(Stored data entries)
- - -
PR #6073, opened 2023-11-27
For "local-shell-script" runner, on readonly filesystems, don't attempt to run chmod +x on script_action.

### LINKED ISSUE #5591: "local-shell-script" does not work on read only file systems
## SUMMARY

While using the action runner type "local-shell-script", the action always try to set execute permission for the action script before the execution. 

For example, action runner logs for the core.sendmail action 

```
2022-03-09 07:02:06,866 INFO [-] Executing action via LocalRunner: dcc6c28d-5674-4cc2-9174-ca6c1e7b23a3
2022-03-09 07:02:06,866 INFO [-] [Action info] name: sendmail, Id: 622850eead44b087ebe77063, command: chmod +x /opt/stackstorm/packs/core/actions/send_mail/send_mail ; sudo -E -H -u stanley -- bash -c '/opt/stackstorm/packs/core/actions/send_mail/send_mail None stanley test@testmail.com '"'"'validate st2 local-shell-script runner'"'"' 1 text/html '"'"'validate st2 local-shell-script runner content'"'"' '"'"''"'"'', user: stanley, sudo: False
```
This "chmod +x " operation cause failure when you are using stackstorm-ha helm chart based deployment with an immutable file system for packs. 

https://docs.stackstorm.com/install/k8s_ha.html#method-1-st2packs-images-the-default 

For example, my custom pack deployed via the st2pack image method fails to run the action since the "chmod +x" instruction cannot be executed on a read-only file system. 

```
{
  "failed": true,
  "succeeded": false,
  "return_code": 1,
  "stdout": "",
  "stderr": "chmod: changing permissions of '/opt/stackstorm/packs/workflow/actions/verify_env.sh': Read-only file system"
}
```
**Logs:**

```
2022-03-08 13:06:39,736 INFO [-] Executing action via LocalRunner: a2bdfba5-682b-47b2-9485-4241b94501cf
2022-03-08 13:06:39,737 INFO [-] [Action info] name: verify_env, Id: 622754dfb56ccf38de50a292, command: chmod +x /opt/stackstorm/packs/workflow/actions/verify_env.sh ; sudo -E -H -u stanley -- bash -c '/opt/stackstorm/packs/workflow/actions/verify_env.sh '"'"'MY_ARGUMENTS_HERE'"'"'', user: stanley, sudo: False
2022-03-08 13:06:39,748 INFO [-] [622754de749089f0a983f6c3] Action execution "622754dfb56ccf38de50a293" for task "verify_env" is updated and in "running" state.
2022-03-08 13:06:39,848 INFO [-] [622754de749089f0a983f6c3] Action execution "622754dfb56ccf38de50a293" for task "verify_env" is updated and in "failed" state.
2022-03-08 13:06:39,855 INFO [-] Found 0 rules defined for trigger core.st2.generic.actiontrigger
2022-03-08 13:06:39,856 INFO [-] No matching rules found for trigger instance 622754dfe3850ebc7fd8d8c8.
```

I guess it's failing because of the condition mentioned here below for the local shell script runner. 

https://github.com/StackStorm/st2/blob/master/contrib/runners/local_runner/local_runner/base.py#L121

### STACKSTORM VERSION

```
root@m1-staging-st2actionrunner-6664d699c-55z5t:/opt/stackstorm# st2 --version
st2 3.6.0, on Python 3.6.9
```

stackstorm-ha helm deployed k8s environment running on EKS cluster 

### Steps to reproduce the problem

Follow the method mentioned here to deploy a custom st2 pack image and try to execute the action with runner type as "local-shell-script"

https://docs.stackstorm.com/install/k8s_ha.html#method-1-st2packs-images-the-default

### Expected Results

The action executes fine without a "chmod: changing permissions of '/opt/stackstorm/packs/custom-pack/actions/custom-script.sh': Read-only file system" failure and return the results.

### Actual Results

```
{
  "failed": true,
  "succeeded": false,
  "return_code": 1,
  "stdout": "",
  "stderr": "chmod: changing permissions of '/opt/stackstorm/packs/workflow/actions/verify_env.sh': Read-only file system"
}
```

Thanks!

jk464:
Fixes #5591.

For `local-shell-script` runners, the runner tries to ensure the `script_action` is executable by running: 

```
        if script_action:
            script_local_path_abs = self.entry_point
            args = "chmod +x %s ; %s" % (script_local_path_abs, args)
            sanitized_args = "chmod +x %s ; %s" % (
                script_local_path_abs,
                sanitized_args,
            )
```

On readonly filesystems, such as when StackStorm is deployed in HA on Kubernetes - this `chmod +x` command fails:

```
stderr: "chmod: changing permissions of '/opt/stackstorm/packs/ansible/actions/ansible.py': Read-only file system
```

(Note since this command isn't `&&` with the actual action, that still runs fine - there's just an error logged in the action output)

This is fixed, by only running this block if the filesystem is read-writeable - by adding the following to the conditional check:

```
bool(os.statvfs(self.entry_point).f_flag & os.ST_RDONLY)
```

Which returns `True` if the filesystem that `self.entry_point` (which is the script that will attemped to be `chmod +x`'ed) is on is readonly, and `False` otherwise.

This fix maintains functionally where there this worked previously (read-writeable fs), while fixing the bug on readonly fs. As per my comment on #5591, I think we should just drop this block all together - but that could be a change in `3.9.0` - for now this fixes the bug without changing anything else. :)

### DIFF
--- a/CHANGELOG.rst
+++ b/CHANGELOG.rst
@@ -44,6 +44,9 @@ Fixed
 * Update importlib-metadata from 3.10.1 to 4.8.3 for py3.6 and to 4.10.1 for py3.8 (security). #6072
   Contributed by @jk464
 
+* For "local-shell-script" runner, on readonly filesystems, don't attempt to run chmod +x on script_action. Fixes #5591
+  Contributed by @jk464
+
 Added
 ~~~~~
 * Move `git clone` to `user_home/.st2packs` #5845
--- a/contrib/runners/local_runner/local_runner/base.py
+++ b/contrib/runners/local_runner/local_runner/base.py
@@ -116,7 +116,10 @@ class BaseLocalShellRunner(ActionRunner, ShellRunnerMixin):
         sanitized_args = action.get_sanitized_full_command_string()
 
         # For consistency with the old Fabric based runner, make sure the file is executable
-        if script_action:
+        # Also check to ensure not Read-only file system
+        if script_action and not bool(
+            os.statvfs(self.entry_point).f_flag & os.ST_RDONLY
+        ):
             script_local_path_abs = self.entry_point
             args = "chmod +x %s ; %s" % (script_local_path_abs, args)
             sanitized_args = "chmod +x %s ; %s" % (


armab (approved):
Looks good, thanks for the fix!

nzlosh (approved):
- - -
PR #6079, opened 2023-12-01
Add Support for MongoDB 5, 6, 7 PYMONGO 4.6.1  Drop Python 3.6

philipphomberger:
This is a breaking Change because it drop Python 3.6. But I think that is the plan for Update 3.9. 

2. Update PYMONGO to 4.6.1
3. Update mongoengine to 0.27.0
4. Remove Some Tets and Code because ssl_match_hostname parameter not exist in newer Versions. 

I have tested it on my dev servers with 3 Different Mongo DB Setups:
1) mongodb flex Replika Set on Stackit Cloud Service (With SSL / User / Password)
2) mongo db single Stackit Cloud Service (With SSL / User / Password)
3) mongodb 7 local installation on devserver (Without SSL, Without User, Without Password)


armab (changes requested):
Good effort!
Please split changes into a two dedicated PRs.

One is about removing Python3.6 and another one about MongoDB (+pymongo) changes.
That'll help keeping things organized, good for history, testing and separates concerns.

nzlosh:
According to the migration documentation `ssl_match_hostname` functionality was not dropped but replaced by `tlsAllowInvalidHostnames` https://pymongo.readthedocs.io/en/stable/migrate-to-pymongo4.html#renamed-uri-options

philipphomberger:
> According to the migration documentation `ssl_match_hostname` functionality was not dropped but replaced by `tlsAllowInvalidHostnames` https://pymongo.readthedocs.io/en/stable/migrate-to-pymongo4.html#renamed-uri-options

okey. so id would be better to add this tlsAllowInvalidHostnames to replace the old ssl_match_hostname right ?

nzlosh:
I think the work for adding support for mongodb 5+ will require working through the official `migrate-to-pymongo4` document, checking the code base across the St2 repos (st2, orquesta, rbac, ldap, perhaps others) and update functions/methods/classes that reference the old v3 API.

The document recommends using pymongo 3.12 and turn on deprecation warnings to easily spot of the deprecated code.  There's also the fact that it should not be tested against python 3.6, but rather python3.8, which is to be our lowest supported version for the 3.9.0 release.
- - -
- [DIRECTIONS FOR THIS TASK] Which lines of the data contain the string "helm"? Copy each one.

- [EXPECTED OUTPUT]
This "chmod +x " operation cause failure when you are using stackstorm-ha helm chart based deployment with an immutable file system for packs. 
stackstorm-ha helm deployed k8s environment running on EKS cluster 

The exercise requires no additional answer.